PR #2555, opened 2025-10-18
feat(platform): provide selected `cp314t` (free-threading) wheels

### LINKED ISSUE #2501: Finalize testing on free-threaded CPython, publish `cp314t` wheels
We also need to decide what to do about thread-safety there in general, do we need to make configuration methods like `App.add_route()` etc fully thread-safe too?

This issue is probably not the top prio though, given that where massive concurrency and throughput are needed, Falcon apps are typically run asynchronously (using ASGI or WSGI+gevent) and/or are scaled via multiple worker processes, containers, server nodes.

vytas7:
This is just a draft PR to get the ball rolling.

- [x] Update the installation docs.
- [x] Update the free-threading FAQ item.
- [x] Update the wheel matrix in the docs.
- [x] Stress test the `cp314t` build using a multithreaded WSGI server.

Fixes #2501.

Although everything _should_ work, it is important to perform extensive testing ricky now that we aas thread-safected by the GIL.ty can be tre no longer prote

### DIFF
--- a/AUTHORS
+++ b/AUTHORS
@@ -214,6 +214,9 @@ listed below by date of first contribution:
 * Soubhik Kumar Mitra (x612skm)
 * Sviatoslav Sydorenko (webknjaz)
 * Soney (sonephyo)
+* Ayan Ahmed Khan (AyanAhmedKhan)
+* Parman Mohammadalizadeh (MannXo)
+* Tudor Gradinaru (TudorGR)
 
 (et al.)
 
--- a/docs/changes/4.2.0.rst
+++ b/docs/changes/4.2.0.rst
@@ -41,8 +41,11 @@ Contributors to this Release
 
 Many thanks to all of our talented and stylish contributors for this release!
 
+- `AyanAhmedKhan <https://github.com/AyanAhmedKhan>`__
 - `CaselIT <https://github.com/CaselIT>`__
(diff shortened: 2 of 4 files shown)


CaselIT (approved):

.github/workflows/cibuildwheel.yaml
```diff
@@ -153,6 +153,15 @@ jobs:
           - cp312
           - cp313
           - cp314
+        include:
+          - platform:
+              name: manylinux_x86_64
```
CaselIT, line 158: no arm?

vytas7: No, I was thinking we could start small with just x86. Other platforms can still use the pure Python wheel. Or do you think we should add ARM too?

CaselIT: I mean if there aren't other particular blockers, why not?

vytas7: No, there shouldn't be any except more wheels to produce, and more storage used on PyPI.

vytas7: Fair enough, I have now added ARM to that selection.

CaselIT (approved):

PR #493, opened 2021-07-20
Prevent panic from reflect

laniehei:
Prevent panic from reflect Interface() method. Prevents the symptom of the panic. This bug should probably handled further upstream.


Sushisource (approved):
LGTM. Maybe worth adding a small unit test.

__Task instructions__: Reply with the complete data above, every character as it stands.

__Answer section__:
PR #2555, opened 2025-10-18
feat(platform): provide selected `cp314t` (free-threading) wheels

### LINKED ISSUE #2501: Finalize testing on free-threaded CPython, publish `cp314t` wheels
We also need to decide what to do about thread-safety there in general, do we need to make configuration methods like `App.add_route()` etc fully thread-safe too?

This issue is probably not the top prio though, given that where massive concurrency and throughput are needed, Falcon apps are typically run asynchronously (using ASGI or WSGI+gevent) and/or are scaled via multiple worker processes, containers, server nodes.

vytas7:
This is just a draft PR to get the ball rolling.

- [x] Update the installation docs.
- [x] Update the free-threading FAQ item.
- [x] Update the wheel matrix in the docs.
- [x] Stress test the `cp314t` build using a multithreaded WSGI server.

Fixes #2501.

Although everything _should_ work, it is important to perform extensive testing ricky now that we aas thread-safected by the GIL.ty can be tre no longer prote

### DIFF
--- a/AUTHORS
+++ b/AUTHORS
@@ -214,6 +214,9 @@ listed below by date of first contribution:
 * Soubhik Kumar Mitra (x612skm)
 * Sviatoslav Sydorenko (webknjaz)
 * Soney (sonephyo)
+* Ayan Ahmed Khan (AyanAhmedKhan)
+* Parman Mohammadalizadeh (MannXo)
+* Tudor Gradinaru (TudorGR)
 
 (et al.)
 
--- a/docs/changes/4.2.0.rst
+++ b/docs/changes/4.2.0.rst
@@ -41,8 +41,11 @@ Contributors to this Release
 
 Many thanks to all of our talented and stylish contributors for this release!
 
+- `AyanAhmedKhan <https://github.com/AyanAhmedKhan>`__
 - `CaselIT <https://github.com/CaselIT>`__
(diff shortened: 2 of 4 files shown)


CaselIT (approved):

.github/workflows/cibuildwheel.yaml
```diff
@@ -153,6 +153,15 @@ jobs:
           - cp312
           - cp313
           - cp314
+        include:
+          - platform:
+              name: manylinux_x86_64
```
CaselIT, line 158: no arm?

vytas7: No, I was thinking we could start small with just x86. Other platforms can still use the pure Python wheel. Or do you think we should add ARM too?

CaselIT: I mean if there aren't other particular blockers, why not?

vytas7: No, there shouldn't be any except more wheels to produce, and more storage used on PyPI.

vytas7: Fair enough, I have now added ARM to that selection.

CaselIT (approved):

PR #493, opened 2021-07-20
Prevent panic from reflect

laniehei:
Prevent panic from reflect Interface() method. Prevents the symptom of the panic. This bug should probably handled further upstream.


Sushisource (approved):
LGTM. Maybe worth adding a small unit test.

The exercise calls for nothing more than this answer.